説明を聞く間、俺は椅子に座りながら彼女の話を聞いていた。
彼女は、暗い顔一つせず、説明し続け、そしてそれは説明し終わった後も変わらない。
そして、それと同じように……事実も変わらない。俺には……言わなければならない言葉があった。
「……ごめん」
「何で、見治が謝るのよ」
「いや……そんな君に動揺させてしまうような言葉を言ってしまったから」
思い出すのは一ヶ月前の、あの出来事。俺の言葉の後、陽は倒れた。
口に出た謝罪。それに彼女は返した。
「動揺……あぁそのこと」
彼女は否定するかのように手を振った。
「見治は悪くないよ。それに……私は感謝してるんだから」
「感謝……?」
「そっ、感謝」
彼女は俺に目を合わせる。彼女の瞳は、病人のようにくすんではいなかった。
「見治が、私の中にあった想いに気付かさせてくれたから……だから、広に告白出来た……本当に感謝してるんだよ」
彼女は笑った。
今日の彼女は良く笑う。病人なのに、学校のときよりもずっと、元気な笑顔で。だからこそ、余計に、俺には、彼女が遠く感じられた。
「もう……分からないんだ」
気づけば、俺は彼女の明るげな言葉に対し、暗い……言葉を吐いていた。そして、その事を取り消す気にもならなかった。
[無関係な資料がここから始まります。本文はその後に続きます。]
PR #587, opened 2018-10-27
add and fix php 7.3

andreybolonin:
Travis build done.

PR #591, opened 2018-12-08
fix php7.3 warning about continue in switch

broncha:
In Path.php line 31:

  [Symfony\Component\Debug\Exception\ContextErrorException]
  Warning: "continue" targeting switch is equivalent to "break". Did you mean to use "continue 2"?

### DIFF
--- a/src/Gaufrette/Util/Path.php
+++ b/src/Gaufrette/Util/Path.php
@@ -27,13 +27,13 @@ class Path
         foreach ($parts as $part) {
             switch ($part) {
                 case '.':
-                    continue;
+                    break;
                 case '..':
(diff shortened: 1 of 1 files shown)


nicolasmure:
Hello @broncha :)

Thank you for your contribution :) There is already a PR covering this fix : https://github.com/KnpLabs/Gaufrette/pull/587 . I'm going to close yours and use the other one instead, now that php 7.3 has been released.

However, we appreciate your effort here ;)

Bye :)

broncha:
@nicolasmure No problem. Btw should it be break or continue 2?

nicolasmure:
As we want to continue the `foreach` loop, the instruction should be `continue 2;` ;)

PR #593, opened 2018-12-10
add and fix php 7.3

### LINKED ISSUE #592: ContextErrorException when using PHP 7.3.0
Since switching to PHP 7.3.0, I'm getting the following error when using Gaufrette 0.6.0 and 0.7.0:

```PHP Fatal error:  Uncaught Symfony\Component\Debug\Exception\ContextErrorException: Warning: "continue" targeting switch is equivalent to "break". Did you mean to use "continue 2"? in vendor/knplabs/gaufrette/src/Gaufrette/Util/Path.php:30```

Looks like changing https://github.com/KnpLabs/Gaufrette/blob/master/src/Gaufrette/Util/Path.php#L30 from `continue` to `break` might be enough to fix this.

### PR DESCRIPTION
**Pull request by nicolasmure**
I cherry-picked the commit from #587 cc/ @andreybolonin 
Fixes #592 .

### CODE REVIEW

File: .travis.yml [hunk 1]
```diff
@@ -30,6 +30,7 @@ matrix:
     - php: '7.0'
```
NiR-: I think we should also drop support for PHP 5.6 and 7.0, as 7.0 has been EOL'ed and 5.6 will be at the end of the year.

deguif:
Is a new release planned with these fixes?

nicolasmure:
Yes it is (see https://github.com/KnpLabs/Gaufrette/pull/597), we'll try to also make a new release of the bundle.

deguif:
Nice, thanks you very much @nicolasmure

nicolasmure:
@deguif [v0.8.0](https://github.com/KnpLabs/Gaufrette/releases/tag/v0.8.0) is now out ;)

PR #602, opened 2019-01-26
Fixing GridFS metadata bug where no metadata array returned

bsperduto:
Fixing a gridfs adapter bug where the object exists but it does not contain a metadata array.


nicolasmure:
Hello @bsperduto :)
Thank you for your contribution ! Do you mind to write a spec covering this case ?

bsperduto:
> Hello @bsperduto :)
> Thank you for your contribution ! Do you mind to write a spec covering this case ?

Added a phpunit test to cover it. Gaufrette always creates the metadata object but when an outside library creates the gridfs file it doesn't always exist. This should cover that situation.

nicolasmure:
Replaced by #609 (cherry-picked)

そんな俺を、そばにいる陽が心配そうな顔持ちで見つめていたのに、気づく。
「分からないって……何が」
心配そうな声を彼女は出す。一方の俺はと言えば、彼女から隠れるように両の掌で、顔を覆った。
「何もかも……自分の事も……君の事も」
「私?」
「なんで……君はそんなに元気なんだ。もうすぐ死ぬって言うのに……振られたって言うのに……何で……何でそんなに平気なんだ」
歯噛みしながら、俺は喋る。
もう、世間体だのなんだのを、気にする余力すら残ってない。ただ……心に浮かんだ言葉を俺は口にする。
彼女の顔を見てないから、だからこの時彼女がどんな表情をしていたかは分からない。ただ、優しい声だったなと、後から思った。
「平気……多分、それは私が受け入れているからだよ」
「受け入れてる……?」
「そっ、受け入れてる」
間を一旦空けた後、彼女は言葉を吐いた。
「最善じゃないよ。私だって死にたくないし、それに……広と付き合ってみたかった、両思いになりたかった、でもね……それはあくまで最善であって、現実は違う。私は死ぬし、広に振られたりもした」
「……辛くないのか」
「辛かったよ。それこそ昨日はいっぱい泣いちゃったし。でも……だからって、幸せがなくなったわけじゃないの」
「……幸せ?」
「うん、広も添ちゃんも結も、そして見治も。私にはみんながいるから……それに、こうして見治と今、腹を割って話せるしね」
……多分、彼女は笑ってるんだろう。死ぬ運命を、振られた現実を受け入れて、彼女は笑う。今ある幸せを享受する。
俺は……笑えるんだろうか。これから先、彼の前で笑顔を見せられるんだろうか。
分からない……ただ、彼女のように笑っていたいとは、思った。